### Problem to solve
Among the records that follow, set down only the lines from the one containing "## Two halves, because" to the one containing "Either half alone", both included, exactly.

Stored items
- - -

PR #1379, opened 2026-08-28
fix(adwaita-web): define the view before its pages

JumpLink:
`customElements.define` upgrades every matching element already in the document,
immediately, so the two calls at the foot of
`packages/web/adwaita-web/src/elements/adw-tab-view.ts` are a sequence and not a pair.
With the PAGE defined first, every declared `<adw-tab-page>` ran its
`attributeChangedCallback` while its `<adw-tab-view>` parent was still an ordinary
`HTMLElement` — and that callback reaches for the parent.

## Measured, before and after

Uncaught page errors on the built documentation site, same build pipeline both times:

| page | before | after |
|---|---|---|
| `/getting-started/` — five `CommandTabs` windows, 19 declared pages | **19** | **0** |
| `/adwaita/theming/` — declares no tab markup (the control) | 0 | 0 |

One error per declared page, all reading
`this.closest(...)?.syncDeclaredPage is not a function`. The control is what makes the
count attributable rather than a number.

After the rebuild the widget still behaves: the first `CommandTabs` window renders
`GJSify · Node · Bun · Deno`, and clicking chip 2 moves `selected` to 2 and swaps the
visible panel.

## Two halves, because the order was only the trigger

1. **The define order.** The view is registered first, so a page never meets an
   un-upgraded parent through this file.
2. **The guard.** `view?.syncDeclaredPage(...)` conflated a MISSING ancestor with one
   that is present but not yet upgraded, and the cast to `AdwTabView | null` asserted
   the second away. `instanceof` narrows for real and keeps TypeScript honest about the
   call. Dropping the notification for an un-upgraded view is correct rather than merely
   quiet: such a view has not adopted the page yet, and `_adoptDeclaredPage` reads every
   attribute in `PAGE_ATTRIBUTES` straight off the element when it does.

Either half alone would clear the site; both are here because the order is the cause and
the guard is the class.

## The other two orderings, walked

- **A page appended by script into a live view** carries no `data-page-id`, so
  `syncDeclaredPage` returns without touching the model. Out of contract — the imperative
  surface is `appendPage` — but quiet, before and after. Pinned by a second test.
- **A view whose pages reach the parser first** cannot happen: the definitions live in an
  ES module, which is deferred until parsing is done. The only reachable orders are
  parse-then-define and create-after-define.

## The tests, red before and green after

- `tests/browser/specs/adwaita-upgrade-order.spec.ts` parses the declared markup and only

- - -

### Reply to the task
## Two halves, because the order was only the trigger

1. **The define order.** The view is registered first, so a page never meets an
   un-upgraded parent through this file.
2. **The guard.** `view?.syncDeclaredPage(...)` conflated a MISSING ancestor with one
   that is present but not yet upgraded, and the cast to `AdwTabView | null` asserted
   the second away. `instanceof` narrows for real and keeps TypeScript honest about the
   call. Dropping the notification for an un-upgraded view is correct rather than merely
   quiet: such a view has not adopted the page yet, and `_adoptDeclaredPage` reads every
   attribute in `PAGE_ATTRIBUTES` straight off the element when it does.

Either half alone would clear the site; both are here because the order is the cause and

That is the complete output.